DATASET EXTRACT -
PR #2515, opened 2024-04-09
[FIX] Missing SQ header in BAM output

eseiler:
The BAM output is missing the `@SQ` headers derived from the context.

According to the SAM spec, the header *should* contain the references.

When rewriting a seqan2 BAM with `samtools view -hb`, the `@SQ` lines are silently regenerated (from the `l_name`, `name`, and `l_ref` data fields in the list of reference information in the BAM file).

### DIFF
--- a/include/seqan/bam_io/write_bam.h
+++ b/include/seqan/bam_io/write_bam.h
@@ -57,9 +57,7 @@ void write(TTarget & target,
     write(target, "BAM\1");
     clear(context.buffer);
 
-    // Create text of header.
-    for (unsigned i = 0; i < length(header); ++i)
-        write(context.buffer, header[i], context, Sam());
+    write(context.buffer, header, context, Sam());
 
     // Note that we do not write out a null-character to terminate the header.  This would be valid by the SAM standard
     // but the samtools do not expect this and write out the '\0' when converting from BAM to SAM.


include/seqan/bam_io/write_bam.h
```diff
@@ -54,12 +54,41 @@ void write(TTarget & target,
...
+    for (unsigned i = 0; i < length(contigLengths(context)); ++i)
+    {
+        if (writtenSeqInfos[i])
+            continue;
+        write(context.buffer, "@SQ\tSN:");
+        write(context.buffer, contigNames(context)[i]);
+        write(context.buffer, "\tLN:");
+        appendNumber(context.buffer, contigLengths(context)[i]);
+        writeValue(context.buffer, '\n');
+    }
```
smehringer, line 91:
```suggestion
    write(target, "BAM\1");
    clear(context.buffer);
    
    write(target, header, context, Sam());
```
Can you check if this works? 
I noticed you just copied from the SAM header. Seems very redundant.

smehringer (changes requested):

include/seqan/bam_io/write_bam.h
eseiler: Yup, also works. Though it has to be `write(context.buffer` instead of `write(target`

smehringer (approved):

PR #1130, opened 2022-02-13
Feature/report failed conditions

### LINKED ISSUE #1124: Include which validator failed in errors.mapped()
## Is your feature request related to a problem? Please describe.
This is not a functionality issue - it's an ease of use enhancement for validation messages. Let me know if there is already a way to get the information I'm looking for.

Basically, I can't see what validator failed in the output from `errors.mapped()`. I can see that the validation failed, but all I get is "InvalidValue". I want to have expressive validation messages for every validator. I understand that express-validator does not want to be opinionated about what error messages are returned - that makes perfect sense. **My thought here is that if errors.mapped() returned the validator instance that failed, I'd be able to write a fairly simple generic middleware that would take that information and create a message in my message style.** But as far as I'm aware, there is no way to see *which* validation condition failed when looking at the output of errors.mapped().

I could add `withMessage` calls to my validators, but then I'm duplicating code in my validators which isn't great. For example, I'd need to write something like:

```js
body('balance').exists().withMessage('balance is required').isNumeric().withMessage('balance must be numeric').isLength({ min: 2, max: 10 }).withMessage('balance must be between 2 and 10 characters')
```

While that's doable for a single api parameter, writing and maintaining that for thousands of parameters across hundreds of api endpoints will almost certainly be a huge pain and end up out of sync (the validators will probably get updated and the messages will be forgotten and end up outdated).

## Describe the solution you'd like
_Note: code snippets and line numbers below were taken from my downloaded copy of the module from my node modules so they are the transpiled JS files_

Add a non-enumerable property called "condition" to the error output containing the `negated`, `validator`, and `options` properties from the contextItem that was being processed when the validation failed.

For example, for `StandardValidation` (src/context-items/standard-validation.js) line 14 where `context.addError` is called, we could add an additional parameter on `context.addError` to contain the validation condition that failed like so:

```js
if (this.negated ? result : !result) {
    context.addError(this.message, value, meta, this); // new 4th parameter `this`
}
```

Then, in `context.addError` (src/context.js) lines 64 and 72 where the errors are pushed to the `this._errors` array, we could add a nonenumerable property first to those array elements like so:

```js
    // Added new 4th parameter for contextItem
    addError(message, valueOrNestedErrors, meta, condition) {
        const msg = message || this.message || 'Invalid value';
        if (meta) {
            let errorToPush = {
                value: valueOrNestedErrors,
                msg: typeof msg === 'function' ? msg(valueOrNestedErrors, meta) : msg,
                param: meta.path,
                location: meta.location,
            };
            // Add nonenumerable property containing contextItem before pushing to array
            Object.defineProperty(errorToPush, 'condition', { value: condition });
            this._errors.push(errorToPush);
        }
        else {
            let errorToPush = {
                msg,
                param: '_error',
                nestedErrors: valueOrNestedErrors,
            };
            // Add nonenumerable property containing contextItem before pushing to array
            Object.defineProperty(errorToPush, 'condition', { value: condition });
            this._errors.push(errorToPush);
        }
    }
```

Of course, we'd need to get all of the other contextItem classes updated as well.

I've tested this modification and it results in `errors.mapped` returning the `condition` element in the result as a nonenumerable property. The advantage of the nonenumerable property is it will not be automatically serialized by express so this will not change the return values of existing APIs that use express-validator (except in the extremely specific and extremely unlikely case where someone else already created a parameter called `condition` as a patch on the error output from express-validator)

The benefit here is that then I can then wrap the validation process in a middleware in my APIs that looks at the error and constructs a message based on the `condition` which includes the validation function (and by extension, its name), any options passed to that validation function, and whether or not that validation function was negated. It's fairly trivial with that information to construct a good message automatically.

Also - one quick side note: I noticed that `exists()` is implemented as a CustomValidator rather than a StandardValidator - does anyone know why that is?
I'm also curious if someone who knows this codebase better can tell me what other files would need to be updated to consistently show this type of error information.

amagid:
## Description

Closes #1124 

Attaching failed validation condition on calls to `context.addError`. This PR adds a nonenumerable property `"condition"` to errors resulting from failed validation. This property is nonenumerable and therefore should not affect any existing express APIs that return output from express-validator. However, it can be used to determine _which_ validation condition failed by reading error output and checking the `condition` property directly. This change maintains express-validator's goal of being unopinionated with regard to error messages while also allowing users to automatically generate human-readable error messages if they want to.

For example, if an input fails an isLength validation, `contextError.condition.constructor.name === 'isLength'`, so I would be able to generate an error message referencing the specific condition that failed rather than a generic message.

_To preserve existing functionality with minimal impact, the `condition` property is always marked optional in the `addError` function signature._

## To-do list

### DIFF
--- a/src/base.ts
+++ b/src/base.ts
@@ -1,4 +1,5 @@
 import { ReadonlyContext } from './context';
+import { ContextItem } from './context-items';
 
 export interface Request {
   [k: string]: any;
@@ -38,6 +39,7 @@ export type ValidationError =
       // These are optional so places don't need to define them, but can reference them
       location?: undefined;
       value?: undefined;
+      condition?: ContextItem;
     }
   | {
       location: Location;
@@ -46,6 +48,7 @@ export type ValidationError =
       msg: any;
       // This is optional so places don't need to define it, but can reference it
       nestedErrors?: unknown[];
+      condition?: ContextItem;
     };
 
 // Not using Symbol because of #813
--- a/src/context-items/custom-validation.spec.ts
+++ b/src/context-items/custom-validation.spec.ts
@@ -25,7 +25,7 @@ const createSyncTest = (options: { returnValue: any; addsError: boolean }) => as
   validator.mockReturnValue(options.returnValue);
   await validation.run(context, 'bar', meta);
   if (options.addsError) {
-    expect(context.addError).toHaveBeenCalledWith(validation.message, 'bar', meta);
+    expect(context.addError).toHaveBeenCalledWith(validation.message, 'bar', meta, validation);
   } else {
     expect(context.addError).not.toHaveBeenCalled();
   }
@@ -53,13 +53,7 @@ describe('when not negated', () => {
         throw new Error('boom');
       });
       await validation.run(context, 'bar', meta);
-      expect(context.addError).toHaveBeenCalledWith('nope', 'bar', meta);
-    });
-
-    it('adds error with validation message if validator returns a promise that rejects', async () => {
-      validator.mockRejectedValue('a bomb');
-      await validation.run(context, 'bar', meta);
-      expect(context.addError).toHaveBeenCalledWith('nope', 'bar', meta);
+      expect(context.addError).toHaveBeenCalledWith('nope', 'bar', meta, validation);
     });
   });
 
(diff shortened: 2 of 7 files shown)


gustavohenke:
Closing, since it's seen no activity in a while.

WHAT YOU SHOULD DO -
Search the data above for "exists" and copy every line where it turns up.

ANSWER TO THE PROBLEM -
body('balance').exists().withMessage('balance is required').isNumeric().withMessage('balance must be numeric').isLength({ min: 2, max: 10 }).withMessage('balance must be between 2 and 10 characters')
Also - one quick side note: I noticed that `exists()` is implemented as a CustomValidator rather than a StandardValidator - does anyone know why that is?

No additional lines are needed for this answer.